En 1759, el laicado liberal expulsó a Edwards de su púlpito en Northampton, que había ocupado durante veintitrés años. Sospechando lo que le aguardaba, Edwards había compartido sus inquietudes mediante una dilatada correspondencia con determinados ministros escoceses, como John Erskine de Edimburgo, William McCulloch de Cambuslang, John MacLaurin de Glasgow, James Robe de Kilsyth, Thomas Gillespie de Carnoch y John Willison de Dundee, que se veían muy apurados para mantener sus propios fundamentos calvinistas. Con unas palabras tremendamente personales, Edwards expresó su angustia a esos ministros escoceses. Lamentablemente, se mudó con su familia a Stockbridge, y durante siete años fue el pastor de esta reducida congregación fronteriza y sirvió como misionero entre los indios mohicanos.
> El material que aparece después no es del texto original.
PR #1552, opened 2018-02-03
Fix snippets cut off in mobile

### LINKED ISSUE #1549: [new site] Code snippets not scrollable on mobile
The snippets are cut off on mobile. And I'm not able to scroll them.

smartselectimage_2018-02-02-06-55-39

I'd like to fix this if that's ok. 😄

maaz93:
Fix #1549 

The code snippets were cut off on small screens. This is not a bug with Docusaurus, since removing the custom CSS for `.hljs` at https://github.com/babel/website/blob/3ec8a278bb9416bd1ebf604d6b9fc96fc1f77346/website/static/css/code-blocks.css#L2 and https://github.com/babel/website/blob/3ec8a278bb9416bd1ebf604d6b9fc96fc1f77346/website/static/css/code-blocks.css#L13 brings in a scroll bar. I believe the reason for the snippets being cut off is `.h1js::before`, which is unique to the babel website. Also, other sites like [jest](https://facebook.github.io/jest/) use Docusaurus and they automatically get scroll bars.

Because we want a custom header like thing for the snippets, we'll have to make do with wrapped text and won't be able use a scroll bar. So, just adding a way to handle `white-space`.

Some screenshots*:

## Before
js_before
shell_before

## After
js_after
shell_after

_*The screenshots were taken using the Chrome devtools by simulating mobile view using Responsive - Mobile S_

### DIFF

Al año siguiente, el colegio universitario de Nueva Jersey (hoy día Universidad de Princeton) le confirió el cargo de presidente, el tercero de esa institución; tres semanas más tarde, ese mismo año, murió a consecuencia de una vacuna contra la viruela.
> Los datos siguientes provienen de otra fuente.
PR #1559, opened 2018-02-05
fix(setup): rm jquery, use javascript

QC-L:
I completed the following functions:

* component optimization
* fix code snippets style
* rm jquery, use javascript
* add translate

See #1527
@hzoo Please review.

### DIFF
--- a/website/static/scripts/tools.js
+++ b/website/static/scripts/tools.js
@@ -1,36 +1,58 @@
 (function() {
-  var $currentItem;
-  var $currentNav;
-  var $steps = $(".step");
-  var $stepHidden = $(".step-hidden");
+  let currentItem;
+  let currentNav;
+  const stepHidden = document.getElementsByClassName("step-hidden");
 
-  function reset() {
-    if ($currentItem) $currentItem.hide();
-    if ($currentNav) $currentNav.removeClass("active");
-    $currentItem = $currentNav = null;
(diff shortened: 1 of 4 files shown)


website/static/scripts/tools.js
```diff
@@ -1,36 +1,58 @@
...
+    }
+    currentItem = currentNav = null;
+    for (let i = 0; i < stepHidden.length; i++) {
+      stepHidden[i].removeAttribute("style");
+    }
+  }
 
-  if (location.hash && location.hash !== "#") {
-    $(".tools-button[data-title=" + location.hash.slice(1) + "]").click();
+  const buttons = document.querySelectorAll(".tools-group .tools-button");
```
xtuc: jQuery looks simpler for that part. Why do you want to remove jQuery on our website?

QC-L: Here's jQuery import by me. Extra request too much trouble.

hzoo: If you think it's ok to keep jquery since it's just our docs page that's fine too, but I suggested we could remove. From a code maintenance perspective I guess it is easier

QC-L:
This page finished.

website/static/scripts/tools.js
QC-L: What do you think should be done here?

La llamada “tragedia de Northampton” que le envió al “desierto” se achacó frecuentemente a una teología exhausta que admitía la faceta oscura de la condición humana, la mancha intensa del pecado y sus consecuencias eternas a menos que el individuo recibiera el nuevo nacimiento por medio de la gracia amorosa de Dios. En una época temprana, tanto en su Diario como en sus Resoluciones, obras escritas antes de cumplir los veinte años, Edwards ya había empezado a sondear sus propios abismos genuinos, lugares en que la vida se vuelve compleja y melancólica. Llegó incluso más abajo en su Narrativa personal, escrita cuando sobrepasaba los cuarenta años. Como el poeta Robert Frost, que escribió “Me he familiarizado con la noche”, Edwards no se vio exento del inframundo de la vida, que incluyó experiencias de miedo —de terror incluso— así como una especie de “temor y temblor” propios de Kierkegaard.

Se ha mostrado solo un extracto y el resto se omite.